____ EXERCISE INPUT

PR #387, opened 2026-09-11
feat(import): add Mermaid sequenceDiagram importer for typed sequence IR

### LINKED ISSUE #93: Import Mermaid sequenceDiagram sources as Archify sequence artifacts
## What to build

Extend the Mermaid import path with a documented `sequenceDiagram` subset. A user can import an existing Mermaid interaction trace and receive typed Archify Sequence IR that is validated and delivered through the normal Archify workflow.

The imported result must preserve interaction meaning and ordering rather than copy Mermaid layout or styling.

## Acceptance criteria

- [ ] Supported participant declarations, aliases, ordered messages, direction, labels, and request/return distinctions are preserved in typed Sequence IR.
- [ ] A supported source can pass the existing Sequence schema and quality gates and be delivered as a standalone Archify artifact.
- [ ] The supported subset is documented with runnable examples.
- [ ] Unsupported control structures or malformed syntax exit non-zero with a stable named diagnostic and useful source location; no message or participant is silently discarded.
- [ ] Existing JSON-authored Sequence behavior remains unchanged.
- [ ] Regression coverage includes valid, malformed, unsupported, and adversarial sequence fixtures.

## Blocked by

- #92

samiksha-shreya:
## Problem and value

Closes #93 (maintainer-labelled `enhancement`, `ready-for-agent`).

Current `main` has no path from a Mermaid `sequenceDiagram` into Archify's typed IR. Authors retype the topology by hand, and that is the step where a participant or message that was never in the source gets invented.

This PR adds `archify import sequence <input.mmd> [output.json] [--json]`. A self-contained parser in `archify/importers/sequence.mjs` emits sequence IR that passes `archify validate sequence`. The package still has no runtime dependency. Box measurement reuses `textUnits` from `renderers/shared/utils.mjs`, so it cannot drift from the renderer.

The mapping refuses to guess:

| Mermaid | Archify `variant` |
|---|---|
| `->`, `->>` (solid) | `default` |
| `-->`, `-->>` (dotted) | `return` |
| `-)`, `--)`, `-x`, `--x` (open or cross head) | `dashed` |

- `emphasis` and `security` are never emitted. They mean "main path" and "authorization step", and Mermaid expresses neither. Inferring them from label text would invent facts.
- Participant kinds use no name sniffing: `actor` becomes `external`, and `participant` becomes `backend`.
- Constructs the sequence schema cannot express (`loop`, `alt`/`else`, `opt`, `par`, `critical`, `break`, `rect`, `box`, `create`/`destroy`, `link`, `%%{init}%%`) fail with a diagnostic that names the construct, line, and column. Nothing is silently dropped.
- A note before the first message is rejected. Attaching it to a later message would invent placement.

## Stability impact

- Impact class: **Local behavior**. It adds one new CLI path and one new module. No schema, renderer, Viewer, or existing CLI path changes.
- Existing behavior is preserved. A regression test asserts that JSON-input commands are untouched. Every failure exits non-zero with `diagnostics[]` (stable `code`, line and column, `evidence`, `supportedFixes`), and nothing is written on failure. An importer exception becomes an `import/internal` diagnostic instead of a stack trace. An unknown format or option exits 2 through the existing `fail()`.
- Untrusted input: labels stay literal text. Ids are re-derived against `^[a-zA-Z][a-zA-Z0-9_-]*$` with `-2` suffixes, so distinct names cannot collapse. Control characters and unpaired surrogates are rejected. Tests assert that a `<script>` payload in a label is escaped in the delivered artifact, and that a JSON-injection payload adds no top-level IR key.
- No unrelated changes. The only edits to `bin/archify.mjs` are the usage line, the `IMPORT_FORMATS` registry, `commandImport`, and one `case 'import'` arm.

## Tests run

- Comparison base: `origin/main` @ `8c3af8a`. Candidate head: `aad8c79`.
- `npm test` from `archify/` on the base: **1337 tests, 1286 pass, 0 fail, 51 skipped**.
- `npm test` on the candidate: **1422 tests, 1371 pass, 0 fail, 51 skipped**. The delta is exactly the 85 new tests in `test/sequence-import.test.mjs`. The 51 skips are the `ARCHIFY_CHROME` browser tests, identical on base and candidate: skipped, not passed.
- The CLI seam is exercised. Every IR emitted from the 12 valid and adversarial fixtures runs through `archify validate sequence` and must pass.
- 41 fixtures: 8 valid, 14 unsupported-construct, 14 malformed, 5 adversarial.
- Remote CI has not run yet on this head.

## Visual evidence

Not applicable. This change adds an importer that emits typed JSON IR. It does not change any renderer, the Viewer, or generated artifact layout. Rendering of the emitted IR goes through the existing, unchanged sequence renderer, and each fixture's IR passes `archify validate sequence`.

## Generated artifacts

- `archify.zip`: rebuilt under Node 22 from the combined source, because `archify/importers/sequence.mjs` and `archify/references/mermaid-sequence-import.md` are new packaged files. It was verified by SHA-256 against the committed blob and contains the importer.
- No other generated output changed. The Viewer, templates, examples, gallery, and README showcase stay fresh because none of their inputs changed.

## Notes for review

- **Overlap with #140 (flowchart importer, open) and the Mermaid state importer PR (#388).** All three add `archify import`. This PR uses an `IMPORT_FORMATS` registry, so a later importer adds one row. The expected conflict is confined to three hunks in `bin/archify.mjs`. Whichever lands second should also merge the per-format reference docs into one canonical page, as CONTRIBUTING asks.
- This adds a new CLI command surface, `archify import <format>`. Happy to adjust the shape if you prefer a different one.


tt-a1i (changes requested):
The documented subset has value and follows the existing issue scope. Focused tests at `aad8c79e1c92a9eec9e40c70fca92e4f648a40d3` passed: 85 passed, zero skipped. I independently reproduced two CLI failures that block merging.

**P1 — importing onto the input destroys the Mermaid source.** With a valid `sequence` fixture, `archify import sequence input.mmd input.mmd --json` exits 0 with `ok: true` and replaces the source with JSON. The same happens when `output.json` is a symlink to `input.mmd`. These were actual separate CLI processes against this head, not a source-only inference.

**P2 — output errors break the machine-readable failure contract.** With an existing directory named `output.json`, the same command exits 1 with an uncaught `EISDIR` stack and empty stdout, so a caller requesting `--json` has no receipt.

Please integrate through one shared import-output path with #140: use the existing output-path resolver for extension/alias checks and an atomic candidate/rename commit with commit-time recheck and cleanup. Do not copy the direct `writeFileSync` implementation into a second command. Regression coverage should preserve source bytes for same-file/symlink/hardlink aliases, preserve a previous valid output on failed import/write, and assert structured diagnostics for a directory/unwritable target and commit-time failure.

Then update onto current `dev`, retain a single import format registry and canonical per-format references, and rerun import → validate → deliver on representative supported inputs. Because the importer chooses geometry, an unchanged renderer alone does not establish that the resulting diagrams are usable: inspect representative delivered artifacts and record the viewport/theme. Regenerate the package from the combined source and obtain green final-head CI. These are integration/evidence requirements in addition to the two reproduced defects; no full final-head browser acceptance is claimed here.

Author owns the bounded follow-up; keep this PR open targeting `dev` after the shared flowchart import path is ready. No main promotion.

PR #388, opened 2026-09-11
feat(import): add Mermaid stateDiagram importer for typed lifecycle IR

### LINKED ISSUE #94: Import Mermaid stateDiagram sources as Archify lifecycle artifacts
## What to build

Extend the Mermaid import path with a documented `stateDiagram` / `stateDiagram-v2` subset. A user can import an existing state model and receive typed Archify Lifecycle IR that is validated and delivered through the normal Archify workflow.

The imported result must preserve state and transition meaning rather than copy Mermaid layout or styling.

## Acceptance criteria

- [ ] Supported state declarations, aliases, initial and terminal states, directed transitions, and transition labels are preserved in typed Lifecycle IR.
- [ ] A supported source can pass the existing Lifecycle schema and quality gates and be delivered as a standalone Archify artifact.
- [ ] The supported subset is documented with runnable examples.
- [ ] Unsupported nested, concurrent, ambiguous, or malformed state syntax exits non-zero with a stable named diagnostic and useful source location; no state or transition is silently discarded.
- [ ] Existing JSON-authored Lifecycle behavior remains unchanged.
- [ ] Regression coverage includes valid, malformed, unsupported, and adversarial state fixtures.

## Blocked by

- #92

samiksha-shreya:
## Problem and value

Closes #94 (maintainer-labelled `enhancement`, `ready-for-agent`).

Current `main` has no path from a Mermaid `stateDiagram` into Archify's typed IR. Authors retype the topology by hand, and that is the step where a state or transition that was never in the source gets invented.

This PR adds `archify import state <input.mmd> [output.json] [--json] [--title text] [--outcome state=success|failure]`. A self-contained parser in `archify/importers/state.mjs` emits lifecycle IR that passes `archify validate lifecycle`. It has no runtime dependency. Geometry and text measurement reuse `renderers/shared/geometry.mjs` and `text-fit.mjs`, so the importer cannot drift from the renderer.

| Mermaid | Lifecycle kind |
|---|---|
| `state id <<choice>>` | `decision` |
| target of `[*] -->` | `start` |
| source of `--> [*]`, with `--outcome id=success\|failure` | `success` / `failure` |
| source of `--> [*]`, no override | `neutral` |
| every other state | `active` |

The importer refuses to guess:

- `[*]` is a pseudo-state. It sets the kind of the state it touches and does not create an unnamed box.
- A terminal state defaults to `neutral`. `--> [*]` says that the lifecycle ended, not how it ended. The importer does not read "Failed", "Done", or guard text. `success` and `failure` come only from the explicit `--outcome` flag. An override that names an unknown state fails with `import/state-unknown-outcome-target`.
- `waiting` and `external` are never emitted, because Mermaid has no construct with that meaning.
- Composite states are rejected, not flattened. Flattening would have to invent transitions between the inner region and the composite's siblings.

Also rejected with a diagnostic: `--` concurrency, `<<fork>>`/`<<join>>`, styling directives, floating notes, self-transitions (the renderer needs at least 32px between endpoints), and ids outside `^[a-zA-Z][a-zA-Z0-9_-]*$`.

## Stability impact

- Impact class: **Local behavior**. It adds one new CLI path and one new module. No schema, renderer, Viewer, or existing CLI path changes.
- A real limit, stated plainly: the lifecycle renderer uses fixed bands (5 phase, 3 event, 3 outcome), so **capacity is 11 states**. A larger diagram is rejected with a diagnostic instead of being shipped broken. The importer computes the renderer's exact geometry and scores candidate orthogonal routes. An unplaceable route or guard label becomes an import diagnostic. Imported IR declares `quality_profile: standard`, and `showcase` may need manual routing.
- Failure behavior: every failure exits non-zero with `diagnostics[]` (`code`, `severity`, `subject.line`, `evidence`, `supportedFixes`), and nothing is written. An unknown format or option exits 2.
- Untrusted input: quotes, `<script>`, `</text>`, entity codes, and a `-->` inside a quoted description are inert in the IR and escaped in the artifact. The artifact SVG is re-parsed with `saxes` to prove it. C0 controls, `U+007F`, `U+2028`, `U+2029`, and `U+FEFF` are rejected by name, not silently stripped.
- No unrelated changes. The only edits to `bin/archify.mjs` are the usage line, the `IMPORT_FORMATS` registry, `commandImport`, and one `case 'import'` arm.

## Tests run

- Comparison base: `origin/main` @ `8c3af8a`. Candidate head: `b10bcca`.
- `npm test` from `archify/` on the base: **1337 tests, 1286 pass, 0 fail, 51 skipped**.
- `npm test` on the candidate: **1364 tests, 1313 pass, 0 fail, 51 skipped**. The delta is exactly the 27 new tests in `test/state-import.test.mjs`. The 51 skips are the `ARCHIFY_CHROME` browser tests, identical on base and candidate: skipped, not passed.
- The CLI seam is exercised. Every emitted IR runs through `archify validate lifecycle`. Valid fixtures also assert `composition.summary.warnings === 0`, so a layout regression that only avoids hard errors still fails.
- 15 fixtures: 5 valid, 4 malformed, 6 unsupported or adversarial. There is also one runnable documented example, `archify/examples/release-train.state.mmd`.
- Remote CI has not run yet on this head.

## Visual evidence

Not applicable. This change adds an importer that emits typed JSON IR. It does not change any renderer, the Viewer, or generated artifact layout. Rendering of the emitted IR goes through the existing, unchanged lifecycle renderer, and each valid fixture's IR validates with zero warnings.

## Generated artifacts

- `archify.zip`: rebuilt under Node 22 from the combined source, because `archify/importers/state.mjs` and `archify/importers/README.md` are new packaged files. It was verified by SHA-256 against the committed blob and contains the importer.
- No other generated output changed. The Viewer, templates, examples, gallery, and README showcase stay fresh because none of their inputs changed.

## Notes for review

- **Overlap with #140 (flowchart importer, open) and the Mermaid sequence importer PR (#387).** All three add `archify import`. This PR uses an `IMPORT_FORMATS` registry, so a later importer adds one row. The expected conflict is confined to three hunks in `bin/archify.mjs`. Whichever lands second should also merge the per-format reference docs into one canonical page, as CONTRIBUTING asks.
- `--outcome` goes beyond the minimum in the issue. Without it, the `success` and `failure` legend kinds are reachable only by guessing from state names.
- This adds a new CLI command surface, `archify import <format>`. Happy to adjust the shape if you prefer a different one.


tt-a1i (changes requested):
The documented subset has value and follows the existing issue scope. Focused tests at `b10bccabfb60088342e18b683ea00be045703266` passed: 27 passed, zero skipped. I independently reproduced two CLI failures that block merging.

**P1 — importing onto the input destroys the Mermaid source.** With a valid `state` fixture, `archify import state input.mmd input.mmd --json` exits 0 with `ok: true` and replaces the source with JSON. The same happens when `output.json` is a symlink to `input.mmd`. These were actual separate CLI processes against this head, not a source-only inference.

**P2 — output errors break the machine-readable failure contract.** With an existing directory named `output.json`, the same command exits 1 with an uncaught `EISDIR` stack and empty stdout, so a caller requesting `--json` has no receipt.

Please integrate through one shared import-output path with #140: use the existing output-path resolver for extension/alias checks and an atomic candidate/rename commit with commit-time recheck and cleanup. Do not copy the direct `writeFileSync` implementation into a second command. Regression coverage should preserve source bytes for same-file/symlink/hardlink aliases, preserve a previous valid output on failed import/write, and assert structured diagnostics for a directory/unwritable target and commit-time failure.

Then update onto current `dev`, retain a single import format registry and canonical per-format references, and rerun import → validate → deliver on representative supported inputs. Because the importer chooses geometry, an unchanged renderer alone does not establish that the resulting diagrams are usable: inspect representative delivered artifacts and record the viewport/theme. Regenerate the package from the combined source and obtain green final-head CI. These are integration/evidence requirements in addition to the two reproduced defects; no full final-head browser acceptance is claimed here.

Author owns the bounded follow-up; keep this PR open targeting `dev` after the shared flowchart import path is ready. No main promotion.

PR #253, opened 2026-09-01
fix(lifecycle): hide decorative rail during semantic interactions

sacloudy:
## Problem and value

Closes #244.

Lifecycle diagrams render a decorative primary rail behind the authored states. During Intent Trace, direct-relationship preview, and committed Semantic Passport focus, semantic nodes and edges dim but that unmarked decoration stays fully opaque. It can then read as a false direct edge across unrelated states.

This change keeps the rail in the ordinary READ view while removing that false semantic signal from all three public interaction states.

## Scope

- What changed:
  - Mark only the decorative lifecycle path with `data-lifecycle-rail`.
  - Hide that decoration while `data-intent-trace-active`, `data-relationship-preview-active`, or `data-focus-active` is present.
  - Add final-HTML contract coverage plus a real-Chrome regression that exercises node hover, relationship hover, and committed focus.
  - Refresh all generated HTML, Gallery metadata, README motion proof, Architecture Delta proof, and the packaged skill.
- What deliberately did not change:
  - No JSON schema, validator, layout, authored topology, route, reachability, relationship identity, or default READ presentation changed.
  - The rail does not receive `data-edge-from`, `data-edge-to`, or any semantic relationship metadata.
- No unrelated changes: confirmed.

## Stability impact

- Compatibility and migration risk: low. Existing typed JSON and public viewer APIs are unchanged; this is one renderer marker and three interaction-scoped CSS rules.
- Renderer, validator, package, or generated-artifact risk: lifecycle output gains one inert data attribute. The validator remains unchanged. Checked-in artifacts and `archify.zip` were regenerated and verified.
- Failure behavior and rollback path: unsupported or non-lifecycle diagrams do not emit the marker, so the selectors are no-ops. Reverting this single commit restores the previous presentation.

## Tests run

```shell
ARCHIFY_CHROME='/Applications/Google Chrome.app/Contents/MacOS/Google Chrome' \
  npx -y -p node@22 -c 'node --test \
    archify/test/architecture-delta.test.mjs \
    archify/test/cli.test.mjs \
    archify/test/generated-artifact-xml.test.mjs \
    archify/test/intent-trace.test.mjs \
    archify/test/lifecycle-rail-browser.test.mjs \
    archify/test/readme-showcase.test.mjs \
    archify/test/relationship-direct-explorer.test.mjs \
    archify/test/semantic-passport.test.mjs'
```

[...]

PR #397, opened 2026-09-12
fix(checker): preserve explicitly authored straight route intent

tt-a1i:
## Problem and value

Schema-valid `route: "straight"` relationships in architecture, data-flow, and lifecycle diagrams can render successfully but fail `check`, `validate`, and atomic `deliver` solely because the final artifact checker treats every diagonal as unintended. On base `6db72a9`, the lifecycle reproduction renders `M 307 157 L 493 307`, then fails `orthogonal_arrows`.

Preserve explicit straight intent in a small renderer-generated SVG attribute. The checker accepts that attribute only on a semantic relationship with one actual direct segment. This recovers the supported authoring behavior without altering paths or broadly accepting unmarked diagonals. This is a recovered fuzz finding; the minimal redacted reproductions are in `archify/test/authored-straight-routes.test.mjs`.

## Stability impact

- Contract repair across three renderers and the shared artifact checker. Automatic routes, workflow routing, explicit endpoint-side validation, opaque-node clearance, and other quality gates retain their existing behavior.
- Previously rendered unmarked HTML keeps the strict diagonal check; rerender the supported JSON to carry its authored intent into the artifact.
- Nonempty `via` overrides `straight` and cannot acquire the direct-route exception. Empty `via` remains compatible for architecture/lifecycle. Data-flow retains its existing orthogonal-via validation.
- Only actual two-point authored diagonals receive metadata; axis-aligned straight relationships and existing example bytes stay unchanged. The checker rejects stale markers on bent/curved paths and markers without semantic edge identity.
- The lifecycle design guidance now distinguishes the axis-aligned recommendation from the supported explicit straight option.
- No schema, dependencies, Viewer behavior, finite-SVG validation, default router, version, or release identity changes. This does not incorporate the separate #373 finite-SVG or #379 inferred-side changes.

## Tests run

Base `6db72a9aea3d0f67a6a034e41f8a5491476a11c1`; candidate `4f8e59416a4488b9dd7e95d642ad1486fd938619`. Node 22.23.2 on macOS:

- New end-to-end regression file: **14 passed**. Covers all three modes under standard/showcase through render → check → validate → deliver, exact path/point preservation, marker removal, auto routing, explicit-side rejection, via precedence, and invalid-marker controls.
- Existing `render-output-checks`, `layout-rules`, `v1-compatibility`, and `gallery` suites: **138 passed**.
- Base reproduction: all three minimal inputs render successfully and fail only `orthogonal_arrows`; the candidate retains the same endpoint coordinates and SVG `d`.
- Golden checks passed, including both development and packaged examples. Gallery generation reproduced its 11 checked-in artifacts and 99 checks.
- Extracted ZIP outside the repo, without `node_modules` or installation: the same **14 end-to-end checks passed**.
- Full `npm test`: **1359 total; 1311 passed, 1 failed, 47 skipped**. The sole failure is the pre-existing checked-in MCO byte-reproducibility drift (its old HTML still uses network fonts). The same test fails on clean base `6db72a9`; base and candidate regenerate the pinned MCO artifact to identical bytes (SHA-256 `3c53dea72ae62c91cb367a0e835f0ebd4aa1e4aa8719747278593aea60177180`, 823676 bytes). The unrelated MCO artifacts are unchanged. Chrome-gated/optional tests remain explicitly skipped; this is not a claim of a green complete local suite.
- Independent review found an empty-via gap, which was fixed; both new empty-via delivery cases passed independent replay. No remaining in-scope review blocker.

## Visual evidence

Not applicable: the SVG geometry, styling, and Viewer code are unchanged. Fixed inputs preserve the exact paths/points, and existing example/Gallery output remains byte-identical. The visible difference is successful delivery of explicitly authored straight routes. Browser/perceptual acceptance is not claimed.

## Generated artifacts

`archify.zip` regenerated with official Node 22.23.2 and reproduced byte-for-byte by a second build. Its 79-entry inventory is unchanged; only the seven affected renderer/checker/documentation entries differ from base. Examples, Gallery, guide/start pages, README showcase, and Viewer outputs need no regeneration because their authoritative generated output remains unchanged.

Final-head hosted CI passed on `4f8e594` across Node 18/20/22/24, browser/WebM, ZIP freshness, published-manifest and all three package-smoke platforms: [CI run](https://github.com/tt-a1i/archify/actions/runs/34677407961). This does not reclassify the documented pre-existing local MCO failure.


sunsunsun-java (approved):

tt-a1i:
The reviewed commits are now preserved in integration PR #449 targeting `dev`. It combines #397, #166 and #253 on the current base, ports Viewer changes to authoritative source, corrects the unintended workflow heading recoloring, and rebuilds the shipped artifacts/ZIP. Full local Node 22 + Chrome validation passed (1,599 passed, 0 failed, 5 explicit gated skips); the final CI-only/test-guard follow-up also passed its focused browser/control checks. Full final-head CI is running on #449. This PR remains open until that integration is accepted; merging #449 with ancestry preserved should mark the original PR merged automatically. `main` remains unchanged.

________

* _REQUIREMENT_: In restating the data, begin at its first line, reproduce each line word for word, and conclude with the line that contains "- [ ] Existing JSON-authored Sequence".

* _TASK ANSWER_:
PR #387, opened 2026-09-11
feat(import): add Mermaid sequenceDiagram importer for typed sequence IR

### LINKED ISSUE #93: Import Mermaid sequenceDiagram sources as Archify sequence artifacts
## What to build

Extend the Mermaid import path with a documented `sequenceDiagram` subset. A user can import an existing Mermaid interaction trace and receive typed Archify Sequence IR that is validated and delivered through the normal Archify workflow.

The imported result must preserve interaction meaning and ordering rather than copy Mermaid layout or styling.

## Acceptance criteria

- [ ] Supported participant declarations, aliases, ordered messages, direction, labels, and request/return distinctions are preserved in typed Sequence IR.
- [ ] A supported source can pass the existing Sequence schema and quality gates and be delivered as a standalone Archify artifact.
- [ ] The supported subset is documented with runnable examples.
- [ ] Unsupported control structures or malformed syntax exit non-zero with a stable named diagnostic and useful source location; no message or participant is silently discarded.
- [ ] Existing JSON-authored Sequence behavior remains unchanged.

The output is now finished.